The lines from the start of the records through the one containing "-> Box<dyn typespec_client_core::tracing::SpanGuard>" are to be transcribed exactly, and nothing else.

=== Section Start ===

PR #3272, opened 2025-10-29
Validate KeyVaultCertificates LRO implementation

LarryOsterman:
Also: Updated telemetry test infrastructure to validate parent/child relationships
Also: Allow span names to be generated as well as static.

Bonus: Removed a number of explicit dependencies on the typespec_client_core to ensure that all required types are re-exported from azure_core.

### DIFF
--- a/sdk/core/azure_core_test/src/tracing.rs
+++ b/sdk/core/azure_core_test/src/tracing.rs
@@ -8,7 +8,8 @@
 use azure_core::{
     http::{headers::HeaderName, Context, Request},
     tracing::{
-        AsAny, Attribute, AttributeValue, Span, SpanKind, SpanStatus, Tracer, TracerProvider,
+        AsAny, Attribute, AttributeValue, Span, SpanGuard, SpanKind, SpanStatus, Tracer,
+        TracerProvider,
     },
     Uuid,
 };
@@ -179,7 +180,7 @@ impl Span for MockSpan {
         todo!()
     }
 
-    fn set_current(&self, _context: &Context) -> Box<dyn typespec_client_core::tracing::SpanGuard> {
+    fn set_current(&self, _context: &Context) -> Box<dyn SpanGuard> {
         todo!()
     }
 
--- a/Cargo.lock
+++ b/Cargo.lock
@@ -250,7 +250,6 @@ dependencies = [
  "tokio",
  "tracing",
  "tracing-subscriber",
- "typespec_client_core",
 ]
 
 [[package]]
@@ -268,7 +267,6 @@ dependencies = [
  "tokio",
  "tracing",
  "tracing-subscriber",
- "typespec_client_core",
  "url",
 ]
 
@@ -294,7 +292,6 @@ dependencies = [
  "tokio",
  "tracing",
  "tracing-subscriber",
- "typespec_client_core",
  "url",
  "uuid",
  "zip",
@@ -455,7 +452,6 @@ dependencies = [
  "serde",
  "serde_json",
  "tokio",
- "typespec_client_core",
 ]
 
 [[package]]
@@ -476,7 +472,6 @@ dependencies = [
  "serde_json",
  "sha2",
  "tokio",
- "typespec_client_core",
 ]
 
 [[package]]
@@ -495,7 +490,6 @@ dependencies = [
  "serde_json",
  "time",
  "tokio",
- "typespec_client_core",
 ]
 
 [[package]]
--- a/sdk/core/azure_core_macros/Cargo.toml
+++ b/sdk/core/azure_core_macros/Cargo.toml
@@ -21,7 +21,6 @@ proc-macro2.workspace = true
 quote.workspace = true
 syn.workspace = true
 tracing.workspace = true
-typespec_client_core = { workspace = true, features = ["http", "json"] }
 
 [dev-dependencies]
 tokio.workspace = true
--- a/sdk/core/azure_core_macros/src/tracing_function.rs
+++ b/sdk/core/azure_core_macros/src/tracing_function.rs
@@ -49,7 +49,7 @@ pub fn parse_function(attr: TokenStream, item: TokenStream) -> Result<TokenStrea
             .into_iter()
             .map(|(name, value)| {
                 quote! {
-                    ::typespec_client_core::tracing::Attribute{key: #name.into(), value: #value.into()}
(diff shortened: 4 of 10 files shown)


sdk/keyvault/azure_security_keyvault_certificates/src/clients.rs
```diff
@@ -127,9 +136,10 @@ impl CertificateClient {
                     }
                 };
 
-                let ctx = options.method_options.context.clone();
                 let pipeline = pipeline.clone();
                 let api_version = api_version.clone();
+                let ctx = ctx.clone();
+                let span = span.clone();
```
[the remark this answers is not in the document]
LarryOsterman: `span` is an `Arc<Span>` so it is inexpensive to clone, `ctx` is a `Cow<>` so again, it is inexpensive to clone.

sdk/keyvault/azure_security_keyvault_certificates/src/clients.rs
```diff
@@ -179,6 +189,24 @@ impl CertificateClient {
                                         let rsp: RawResponse =
                                             pipeline.send(&ctx, &mut request, None).await?;
                                         let (status, headers, body) = rsp.deconstruct();
+                                        if let Some(span) = span {
+                                            // 5xx status codes SHOULD set status to Error.
+                                            // The description should not be set because it can be inferred from "http.response.status_code".
+                                            if status.is_server_error() {
+                                                span.set_status(SpanStatus::Error {
+                                                    description: "".to_string(),
```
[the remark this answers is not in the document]
LarryOsterman: The contract for distributed tracing requires that if the description can be intuited from the status code, the description  MUST be empty.

sdk/keyvault/azure_security_keyvault_certificates/src/clients.rs
```diff
@@ -92,6 +95,12 @@ impl CertificateClient {
         let certificate_name = certificate_name.to_owned();
         let parameters: Body = parameters.into();
 
+        let mut ctx = options.method_options.context;
+        let span = create_public_api_span(&ctx, None, None);
```
heaths, line 99: Anything authors have to do will be forgotten. The attributes, at least, are one-liners. Why can't this be driven from there?

heaths: Or in the policy? I don't understand why this is even needed. I thought the whole point was that when any client methods that called other client methods, only the outermost client method telemeters.

sdk/core/azure_core_test/src/tracing.rs
```diff
@@ -71,19 +78,19 @@ impl Tracer for MockTracer {
...
         &self,
-        name: &str,
+        name: Cow<'static, str>,
         kind: SpanKind,
         attributes: Vec<Attribute>,
-        _parent: Arc<dyn crate::tracing::Span>,
+        parent: Arc<dyn crate::tracing::Span>,
     ) -> Arc<dyn crate::tracing::Span> {
-        let span = Arc::new(MockSpan::new(name, kind, attributes.clone()));
+        let span = Arc::new(MockSpan::new(name, kind, attributes.clone(), Some(parent)));
```
heaths, line 86: To avoid needing an "overload" and putting stuff in client methods, why not just check the `Context` for a span of the right kind that indicates it's a parent? You could even use a different internal type if necessary so that no one else can create it outside `azure_core`. This feels a bit too fragile to put into implementors' hands.

sdk/keyvault/azure_security_keyvault_certificates/src/clients.rs
LarryOsterman: The policy is a part of the pipeline. If the pipeline is executed multiple times, then the policy creates multiple top level spans.

But the whole point of this is to have *ONE* top level span. You want one `createCertificate` span with multiple HTTP API spans underneath it, since that's the logical structure of the operation being performed - the client only called `createCertificate` once, so we should only have a single span for that operation.

LarryOsterman:
> The code is mostly fine, but I have some concerns with the approach. This seems to require calling the right API whether you have a parent or not, and presumably all LROs would have to do it. But why even stop there? Wouldn't pageables for a similar reason? We call one client method that likely makes multiple `GET`s so all those would be children.
> 
> I would imagine we could just check if there's a relevant parent span somehow, couldn't we? Either based on a `Span` in the `Context`, or maybe a new internal type that only you could create in `azure_core` and has the info we need.
> 
> This way just feels fragile and is begging for someone to use it wrong.

I thought about updating the macro to make it "just" work, but that requires that the macro be able to identify the code which creates the poller and insert its logic in the correct location. It also requires intrusive changes to the logic (it needs to inject code after the final call to `pipeline.send()`, which means it cannot be isolated from the rest of the code.

That feels obscenely fragile to me.

sdk/core/azure_core_test/src/tracing.rs
LarryOsterman: ? There are two ways of starting a span. Either you start a span as a root span, or you start it as a child span. That's what these two methods do. That's not specific to rust.

The change you're seeing here is in the test code - before my changes, the Mock family of APIs didn't track parent spans, a large part of this change is adding the ability to track parent spans. Rather than trying to figure out some way of hiding the parameter, I just added it as an additional parameter to the existing `new` function.

Given that, I'm confused as to what the change is that you're asking me to make.

sdk/keyvault/azure_security_keyvault_certificates/src/clients.rs
LarryOsterman: One change I did consider was to drive this functionality inside the poller itself rather than implementing it in the callback. Since the poller wraps the entire operation, it could create the span and create the context internally and then pass it to the callback function.

But that requires some non-trivial changes to the poller infrastructure to ensure that everything works correctly.

If you're open to surgery in the poller (and the pager - that one's next on my list), then I can probably hide these details in the poller at the cost of some API surface change.

LarryOsterman: Created issue https://github.com/Azure/azure-sdk-for-rust/issues/3276 to discuss alternate implementations - hiding this in a future extension seems like an excellent solution for both pollers and pagers.

heaths:
Per our discussion this morning, we can go with this for now to have something in for the next release.

PR #3273, opened 2025-10-29
[Storage] Fix clippy violations in `azure_storage_blob` crate

vincenttran-msft:
As title states 😄

### DIFF
--- a/Cargo.lock
+++ b/Cargo.lock
@@ -250,7 +250,6 @@ dependencies = [
  "tokio",
  "tracing",
  "tracing-subscriber",
- "typespec_client_core",
 ]
 
 [[package]]
@@ -268,7 +267,6 @@ dependencies = [
  "tokio",
  "tracing",
  "tracing-subscriber",
- "typespec_client_core",
  "url",
 ]
 
@@ -294,7 +292,6 @@ dependencies = [
  "tokio",
  "tracing",
  "tracing-subscriber",
- "typespec_client_core",
  "url",
  "uuid",
  "zip",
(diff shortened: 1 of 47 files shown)


sdk/storage/azure_storage_blob/src/models/mod.rs
```diff
@@ -83,4 +83,5 @@ pub use crate::generated::models::{
     StaticWebsite, StorageErrorCode, StorageServiceStats, StorageServiceStatsHeaders,
     UserDelegationKey, UserDelegationKeyHeaders, VecSignedIdentifierHeaders,
 };
+#[allow(unused_imports)]
```
heaths: Why are there unused imports on something you wrote? I get `generated`, but this raises concerns.

vincenttran-msft: [extensions.rs](https://github.com/vincenttran-msft/azure-sdk-for-rust/blob/main/sdk/storage/azure_storage_blob/src/models/extensions.rs) mainly contains extension methods that help cx augment their options bag i.e. `pub fn with_if_not_exists()` for `PageBlobClientCreateOptions`. The only other things it contains are some `TryFrom` and `From` impls for models that are tricky to specify manually, so we provide conversion methods (ie. `HashMap` <--> `BlobTags`)

These are both things I would want re-exported to `models` so that customers don't have to dig into the `extensions` namespace, but happy to take your suggestions or thoughts here.

heaths: My point is that you get this lint only when something is unused and public. Don't just ignore it. Either remove it if nothing public references it, or make it public.

Issue #3236, opened 2025-10-19
Cosmos: Refactor `CosmosClientOptions` to add `PreferredRegions` and Other Features


kundadebdatta:
### Acceptance Criteria:

- Refactor `CosmosClientOptions` to add `PreferredRegions` and Other Features.

Issue #3235, opened 2025-10-19
Cosmos: Fetch Database Account Metadata Information from Gateway


kundadebdatta:
### Acceptance Criteria:

- Build a Trait `AccountProperties` to hold cosmos account metadata information.
- Fetch account properties from Gateway during cosmos client init.

Issue #3234, opened 2025-10-19
Cosmos: Build a Contract For `DocumentServiceRequest` as a Wrapper around AzureCore Http Reuest


kundadebdatta:
### Acceptance Criteria:

- Build a formal contract for `DocumentServiceRequest` as a wrapper around the azure core http reuest.
- The request should hold the routing information, pk-range information etc.

PR #3274, opened 2025-10-29
Cosmos: Adds `Regions`, `AccountProperties` and `CosmosRequest` Builder For Endpoint Based Cross-Regional Routing

kundadebdatta:
## Description

Adds structs and implementation to define the structure of the `CosmosRequest`. Adds a basic implementation of a request handler.

## Changes

- Added the structure and implementation of `CosmosRequest` and `CosmosRequestBuilder`.
- Added the structure and implementation of `AccountProperties`.
- Added the structure and implementation of `Regions`.
- Added logic to fetch account properties from gateway and parse it to `AccountProperties`.
- Added comprehensive unit tests covering functionality and method chaining.
- Updated documentation with usage examples
- Updated CHANGELOG.md

All existing functionality remains unchanged and fully backward compatible.

----
**Additional instructions:**

> Make sure you structure your commits in a sensible way and include a concise but descriptive PR description. PREFER concise descriptions and code. The team knows how this code should work, they don't need explanations of it. The code should be largely self-explanatory.

Fixes Azure/azure-sdk-for-rust#3234
Fixes Azure/azure-sdk-for-rust#3235
Fixes Azure/azure-sdk-for-rust#3236

---

💬 Share your feedback on Copilot coding agent for the chance to win a $200 gift card! Click [here](https://survey3.medallia.com/?EAHeSx-AP01bZqG0Ld9QLQ) to start the survey.

### DIFF
--- a/sdk/cosmos/azure_data_cosmos/src/request_context.rs
+++ b/sdk/cosmos/azure_data_cosmos/src/request_context.rs
@@ -20,7 +20,7 @@ pub struct PartitionKeyRange;
 /// or explicit endpoint), resolved partition ranges, session tokens, and
 /// various internal flags influencing retries and cache refresh behavior.
 #[allow(dead_code)]
-#[derive(Clone, Debug, PartialEq, Eq)]
+#[derive(Clone, Debug, PartialEq, Eq, Default)]
 pub struct RequestContext {
     pub force_refresh_address_cache: bool,
     pub original_request_consistency_level: Option<String>, // Use enum if available
@@ -41,32 +41,6 @@ pub struct RequestContext {
     pub use_preferred_locations: Option<bool>,
     pub location_index_to_route: Option<i32>,
     pub location_endpoint_to_route: Option<Url>,
-}
-
-impl Default for RequestContext {
-    fn default() -> Self {
-        Self {
-            force_refresh_address_cache: false,
-            original_request_consistency_level: None,
-            quorum_selected_lsn: 0,
-            global_committed_selected_lsn: 0,
-            store_response: None,
-            perform_local_refresh_on_gone_exception: false,
-            effective_partition_key: None,
-            resolved_partition_key_range: None,
-            session_token: None,
-            performed_background_address_refresh: false,
-            resolved_collection_rid: None,
-            region_name: None,
-            local_region_request: false,
-            is_retry: false,
-            is_partition_failover_retry: false,
-            failed_endpoints: HashMap::new(),
-            use_preferred_locations: None,
-            location_index_to_route: None,
-            location_endpoint_to_route: None,
-        }
-    }
 }
 
 #[allow(dead_code)]


sdk/cosmos/azure_data_cosmos/src/models/account_properties.rs
```diff
@@ -0,0 +1,155 @@
...
+//! present in the sample are intentionally omitted for now.
+
+use serde::{Deserialize, Serialize};
+use serde_json::Value;
+
+/// Represents a single regional endpoint for the Cosmos DB account (readable or writable).
+#[derive(Debug, Clone, Serialize, Deserialize)]
+pub struct AccountLocation {
+    pub name: String,
+    #[serde(rename = "databaseAccountEndpoint")]
```
analogrelay: If you annotate the _type_ with `#[serde(rename_all = "camelCase")]` (which we do for other types), then it will automatically expect `foo_bar_baz` to map to the JSON property `fooBarBaz`. That's what I'd recommend over manually renaming each field. You can still apply `rename` attributes to individual fields to override that when it doesn't work.

sdk/cosmos/azure_data_cosmos/src/options/mod.rs
```diff
@@ -13,6 +15,32 @@ use std::fmt::Display;
...
+    pub application_preferred_regions: Option<Vec<String>>,
+    pub account_initialization_custom_endpoints: Option<HashSet<String>>,
+    pub consistency_level: Option<ConsistencyLevel>,
+    pub request_timeout: Duration,
+    pub enable_remote_region_preferred_for_session_retry: bool,
+    pub enable_partition_level_circuit_breaker: bool,
+    pub disable_partition_level_failover: bool,
+    pub enable_upgrade_consistency_to_local_quorum: bool,
+    pub throughput_bucket: Option<i32>,
+    pub session_retry_options: SessionRetryOptions,
```
analogrelay, line 29: There's a general concern I have across several types in this PR: I'd really like to avoid adding stuff before we need it. This is a good opportunity to make sure we are seriously considering the _intent_ behind functionality in other SDKs. And it's very likely we'll decide to implement things in here in Rust in mostly the same way. However, I don't want to push us directly into copying the existing SDKs because we already copied all the data structures over.

sdk/cosmos/azure_data_cosmos/src/cosmos_request.rs
```diff
@@ -0,0 +1,291 @@
...
+    pub body: Option<Vec<u8>>,
+    pub query_string: Option<String>,
+    pub continuation: Option<String>,
+    pub entity_id: Option<String>,
+}
+
+impl<'a> CosmosRequest<'a> {
+    /// Creates a new `CosmosRequest` with core operation metadata and optional
+    /// body.
+    #[allow(clippy::too_many_arguments)]
```
analogrelay: The need to suppress warnings like this from clippy also tells me we may not be thinking "in Rust" and just copying across existing concepts. For example, a [builder](https://rust-unofficial.github.io/patterns/patterns/creational/builder.html) might be more appropriate here. Or perhaps `new` only takes a few of the mandatory items and we have `pub fn with_X(mut self, ...) -> Self` "transforming" methods that allow consumers who need to set some of these options set them only when needed.

sdk/cosmos/azure_data_cosmos/src/cosmos_request.rs
```diff
@@ -0,0 +1,291 @@
...
+        }
+    }
+
+    /// Converts this `CosmosRequest` into a concrete `azure_core::http::Request`.
+    ///
+    /// Inserts partition key and (if present) item options as headers. For
+    /// write operations, sets JSON content type, upsert header (when applicable)
+    /// and attaches the body bytes. Panics if location routing information is
+    /// missing from `request_context`.
+    pub fn to_raw_request(&self) -> Request {
```
analogrelay: Assuming the intent here is for the `CosmosRequest` to be destroyed, since this is probably the final step before sending the request along the wire, this would be more appropriate as an `into_raw_request` method that takes `self` by value. That would allow you to get rid of the clones, since you're taking ownership of those values.

sdk/cosmos/azure_data_cosmos/src/operation_context.rs
```diff
@@ -0,0 +1,22 @@
+// Copyright (c) Microsoft Corporation. All rights reserved.
+// Licensed under the MIT License.
+
+#[derive(Debug, Clone, Copy, PartialEq, Eq)]
+#[allow(dead_code)] // For the variants. Can be removed when we have them all implemented.
```
analogrelay, line 5: This is a place where I'm reasonably comfortable with dead code. We know the operation types, and it's very clear that we can just represent them all as enum variants.

sdk/cosmos/azure_data_cosmos/src/regions.rs
```diff
@@ -0,0 +1,106 @@
+// Copyright (c) Microsoft Corporation. All rights reserved.
+// Licensed under the MIT License.
+
+/// The `Regions` struct contains the names of Azure regions
+/// that are currently supported by the Azure Cosmos DB service.
+pub struct Regions;
+
+// cSpell:disable
+impl Regions {
```
analogrelay: This should be a module rather than an empty type

sdk/cosmos/azure_data_cosmos/src/clients/container_client.rs
```diff
@@ -38,11 +40,13 @@ impl ContainerClient {
             .feed(ResourceType::Containers)
             .item(container_id);
         let items_link = link.feed(ResourceType::Items);
+        let request_handler = RequestHandler::new(pipeline.clone());
```
analogrelay: Let's just move the `pipeline` into the `RequestHandler` rather than cloning, since the client doesn't need it anymore.

sdk/cosmos/azure_data_cosmos/src/handler/request_handler.rs
```diff
@@ -0,0 +1,142 @@
...
+use azure_core::http::Response;
+
+/// Facade wrapping a `CosmosPipeline` to add retry/backoff when sending requests.
+///
+/// Builds a `CosmosRequest`, sets routing context, and dispatches through
+/// `BackOffRetryHandler` which applies exponential backoff for transient
+/// failures (e.g. throttling). Produces typed `Response<T>` while keeping
+/// the underlying pipeline pluggable.
+#[derive(Debug, Clone)]
+pub struct RequestHandler {
```
analogrelay: I do think this could just be rolled into the `CosmosPipeline`, which I was actually looking at renaming to `CosmosConnection` since it holds all the state for a single connection, and gets shared between multiple sub-clients (ContainerClient, DatabaseClient). But I'm OK with having it be separate if that feels cleaner.

One thing we should start to consider is how this common state is shared across those clients. We currently `.clone()` the `CosmosPipeline` when we spawn a sub-client (such as in `DatabaseClient::container_client(...)`). The only real state the `CosmosPipeline` holds is the Azure Core HTTP pipeline, which holds a `Vec<Arc<dyn Policy>>`. Because the policies (which actually do the HTTP work) are shared via `Arc`, every subclient that originates from the `CosmosClient` is using the same instances of the HTTP pipeline types.

We probably want something similar for things like retry. If there is per-account state that the retry handler is holding, we should be sharing that state across all the subclients we create. But if we're `clone`ing or creating a brand new `RequestHandler` in every `ContainerClient`, that's not happening. Every container client ends up with a completely separate instance of `BackOffRetryHandler`.

Grouping everything related to a single "persistent" Cosmos "connection" (I'm using "quotation marks" there because there isn't an actual persistent TCP connection, but to the user we want it to kinda behave as if it is) into a single object we always share via `Arc` might be a good plan here as we evolve things forward.

analogrelay: Perhaps the right approach is to invert the relationship just a bit here and have the `CosmosConnection` (formerly `CosmosPipeline`) be the thing we share between all the clients (as `Arc<CosmosConnection>`) and then it can contain a `RequestHandler` that actually gets used to drive the request. Because we're sharing that top-level `CosmosConnection` object, we know every client is sharing that state.

sdk/cosmos/azure_data_cosmos/src/handler/request_handler.rs
```diff
@@ -0,0 +1,142 @@
...
+            resource_type,
+            None, // resource_id (RID) not yet known here
+            partition_key,
+            body,
+            false,
+            AuthorizationTokenType::Primary,
+            options,
+        );
+        cosmos_request.request_context.location_endpoint_to_route =
+            Option::from(resource_link.url(&self.pipeline.endpoint));
```
analogrelay: nit: This is more idiomatic here


```suggestion
        cosmos_request.request_context.location_endpoint_to_route =
            Some(resource_link.url(&self.pipeline.endpoint));
```

While `Option<T>` does implement `From<T>`, `Option` is such a core concept in the language, that it's usually best to use `Some` and `None` directly as much as possible.

sdk/cosmos/azure_data_cosmos/src/handler/request_handler.rs
```diff
@@ -0,0 +1,142 @@
...
+
+        let item_options = cosmos_request.clone().options.unwrap_or_default();
+
+        let ctx = item_options
+            .method_options
+            .context
+            .with_value(resource_link.clone());
```
analogrelay: We should only clone what we need to clone, which is the context in this case:


```suggestion
        let ctx = cosmos_request
            .options
            .method_options
            .context
            .clone()
            .with_value(resource_link.clone());
```

sdk/cosmos/azure_data_cosmos/src/options/mod.rs
analogrelay: (We talked about this offline, but I wanted to put a comment in here just to track it)

sdk/cosmos/azure_data_cosmos/src/regions.rs
analogrelay: These should just be constants in the `regions.rs` module.

analogrelay (commented):
Some initial comments, mostly just codifying what we chatted about offline. But also a few extra style things

sdk/cosmos/azure_data_cosmos/src/models/account_properties.rs
kundadebdatta: Yes - Thanks for the suggestion @analogrelay! I added it initially on the main `AccountProperties` struct. Right now, I have refactored the coe to cover all the structs that reuires serialization and de-serialization.

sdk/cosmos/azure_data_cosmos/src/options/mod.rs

=== Section End ===

Answer to this task
PR #3272, opened 2025-10-29
Validate KeyVaultCertificates LRO implementation

LarryOsterman:
Also: Updated telemetry test infrastructure to validate parent/child relationships
Also: Allow span names to be generated as well as static.

Bonus: Removed a number of explicit dependencies on the typespec_client_core to ensure that all required types are re-exported from azure_core.

### DIFF
--- a/sdk/core/azure_core_test/src/tracing.rs
+++ b/sdk/core/azure_core_test/src/tracing.rs
@@ -8,7 +8,8 @@
 use azure_core::{
     http::{headers::HeaderName, Context, Request},
     tracing::{
-        AsAny, Attribute, AttributeValue, Span, SpanKind, SpanStatus, Tracer, TracerProvider,
+        AsAny, Attribute, AttributeValue, Span, SpanGuard, SpanKind, SpanStatus, Tracer,
+        TracerProvider,
     },
     Uuid,
 };
@@ -179,7 +180,7 @@ impl Span for MockSpan {
         todo!()
     }
 
-    fn set_current(&self, _context: &Context) -> Box<dyn typespec_client_core::tracing::SpanGuard> {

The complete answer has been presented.